I'm shown part of the function $g(x) = \sqrt{4x-3}$. Is it injective? I said yes as per definition if $f(x) = f(y)$, then $x =y$. Is this right?
Under what criteria is $g(x)$ bijective? For what domain and co domain does $g(x)$ meet this criteria? I'm totally lost on this one!
Find the inverse of $g(x)$, sketch the graph and explain how $g(x)$ and $g^{-1}(x)$ relate geometrically.
Any help on this is greatly appreciated.
On
It really makes no sense to ask whether a function is surjective if you don't have the codomain.

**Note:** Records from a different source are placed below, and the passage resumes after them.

PR #2583, opened 2021-07-27
Only call client.ref if it exists. Fixes #2582

### LINKED ISSUE #2582: pg-pool Exception
TypeError: client.ref is not a function
at BoundPool._pulseQueue (../node_modules/pg-pool/index.js:140:14)

I'm using pg@8.6.0 which, as of today, now installs pg-pool@3.4.0

brianc:


brianc:
fixes 2584

brianc:
fixes #2584

PR #2611, opened 2021-09-08
 feat: add conditions to errors, export POSTGRES_ERRORS_BY_CODE and P…

KristjanTammekivi:
Previously I've used a hack to override the error constructor but I feel like it's time to implement it directly in pg-protocol.

Features added:
* condition property on errors
* exported POSTGRES_ERROR_CODES and POSTGRES_ERRORS_BY_CODE (so it's easier to do stuff like `if (error.code === POSTGRES_ERROR_CODES.UNIQUE_VIOLATION)`)
* added a script to generate the aforementioned dictionaries
* added a tighter typing on postgres error code


matthieusieben:
You should make this optional, for example by using another package:
```ts
const { getPgErrorCondition } = require('pg-error-details')

const condition = getPgErrorCondition(pgErr)
```

KristjanTammekivi:
> You should make this optional, for example by using another package:
> 
> ```ts
> const { getPgErrorCondition } = require('pg-error-details')
> 
> const condition = getPgErrorCondition(pgErr)
> ```

Well, it's just a new property on the error so I'd say it's optional

matthieusieben:
The 20k addition to the package size are not really optional :/

PR #2614, opened 2021-09-13
Only call queryCallback if it's valid

adam-nielsen:
If `query()` is called with a single object parameter (such as the example code in the [node-pg-copy-streams README](https://github.com/brianc/node-pg-copy-streams)) then there is no callback function available.  However if the query times out, the timeout function will try to call the handler anyway.

This small fix ensures the user callback will only be called if one was supplied.  It fixes the error:

        at Timeout._onTimeout (node_modules/pg/lib/client.js:532:9)

### DIFF
--- a/packages/pg/lib/client.js
+++ b/packages/pg/lib/client.js
@@ -546,7 +546,7 @@ class Client extends EventEmitter {
 
       query.callback = (err, res) => {
         clearTimeout(readTimeoutTimer)
-        queryCallback(err, res)
+        if (queryCallback) queryCallback(err, res)
       }
     }
 


charmander:
This looks like a change in the success case; does it also apply to the one in `readTimeoutTimer`’s function?

charmander:
Never mind, see https://github.com/brianc/node-postgres/pull/2000#issuecomment-559608868.

adam-nielsen:
Sorry, this change is no longer required with brianc/node-pg-copy-streams#125, closing.

avivshafir:
why is this not merged and released?

adam-nielsen:
My fix appears to hide situations where the library is used incorrectly, so rather than apply this fix (hiding the problem) the calling code was changed to use the library the correct way.

You can still apply my fix as a temporary workaround, however as I understand it the ultimate fix would be to work out which part of the code is using the library incorrectly and fix that instead.  As you saw, I added a test in #2664 that reproduces the error so the maintainers can hopefully track down the bug and fix it at its originating point.

PR #2654, opened 2021-11-16
Use github actions for CI

brianc:
Travis is giving me no end of headaches.  I need to get tests running again so we can safely merge & push things forward again.  Working on that here.


brianc:
@charmander I've got a bunch of PR backlog to churn through, and a security patch to get out as well.  I have the ssl tests working locally & I'd like to merge this & then we can work on getting SSL tests integrated into the test suite in a future PR since it's been way too long and travis CI just continually stops working for us.  Thoughts?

That is: you have something like $f(x)=\sqrt{4x-3}$. If you are working with real numbers, $x$ must be $\ge\frac34$ in order to the square root makes sense. Furthermore, the values that takes $f(x)$ are nonnegative.

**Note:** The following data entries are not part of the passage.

Issue #2652, opened 2021-11-10
Set timeout for 1 query when using pg-pool


Paxa:
Is it possible to set timeout for 1 query when using pg-pool?

As I see here it only check `this.connectionParameters.query_timeout`
https://github.com/brianc/node-postgres/blob/master/packages/pg/lib/client.js#L513

And if I use `pool.query(...)` I can't modify `connectionParameters` object only for 1 query

btw what is a meaning of `if (typeof config.submit === 'function')` (line 506)

PR #2655, opened 2021-11-17
Add config.query_timeout for query()

Paxa:
```js
client.query('select pg_sleep(10)', {query_timeout: 5})
  .then(...)
  .catch(error => { e.message == 'Query read timeout' })
```

Solve #2652

### DIFF
--- a/packages/pg/lib/client.js
+++ b/packages/pg/lib/client.js
@@ -510,7 +510,7 @@ class Client extends EventEmitter {
         query.callback = query.callback || values
       }
     } else {
-      readTimeout = this.connectionParameters.query_timeout
+      readTimeout = config.query_timeout || this.connectionParameters.query_timeout
       query = new Query(config, values, callback)
       if (!query.callback) {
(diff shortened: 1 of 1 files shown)


brianc:
thanks for the PR! Could you rebase on current `master` as I've re-enabled CI (travis ci kept breaking).  And then if you could please write a quick integration test for this so we can be sure it will continue to work in the future!

Paxa:
Hi, thanks for reply, I'm afraid I don't have time to bring this PR to the right shape

Feel free to continue where I left

Paxa:
Applied to lastest master https://github.com/Paxa/node-postgres/commit/03630e1a212518bfe0c751472cdd80f3fd7aa741

eladchen:
@brianc What's needed for this to be released?

brianc:
Apologies. Been crazy spinning down my current job...I'll try to get this released today or tomorrow. Going forward, after a few weeks of vacation, you can expect much more prompt responses here.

So we can, in most cases, assume that the domain of $f$ is "as greatest as possible"; in this case, $[\frac34,\infty)$. But a function is not only an expression and a domain. It's a codomain, too.
The codomain is the set in which the values of $f$ lie. But this set can have more elements that $f$ never reaches.
For example: for our $f(x)=\sqrt{4x-3}$, we can set $f:[\frac34,\infty)\to [0,\infty)$ and if $f$ is defined this way, $f$ is surjective. Because any element from $[0,\infty)$ (this is the codomain) is reached by $f$.
But if we set $f:[\frac34,\infty)\to\Bbb R$, then $f$ is not surjective, because $f$ does never take negative values.
A function is bijective if it is surjective and injective. A function is surjective if the range is the codomain, i.e. if every value in the codomain is the output of the function.
An inverse function is the function reflected trough $y=x$.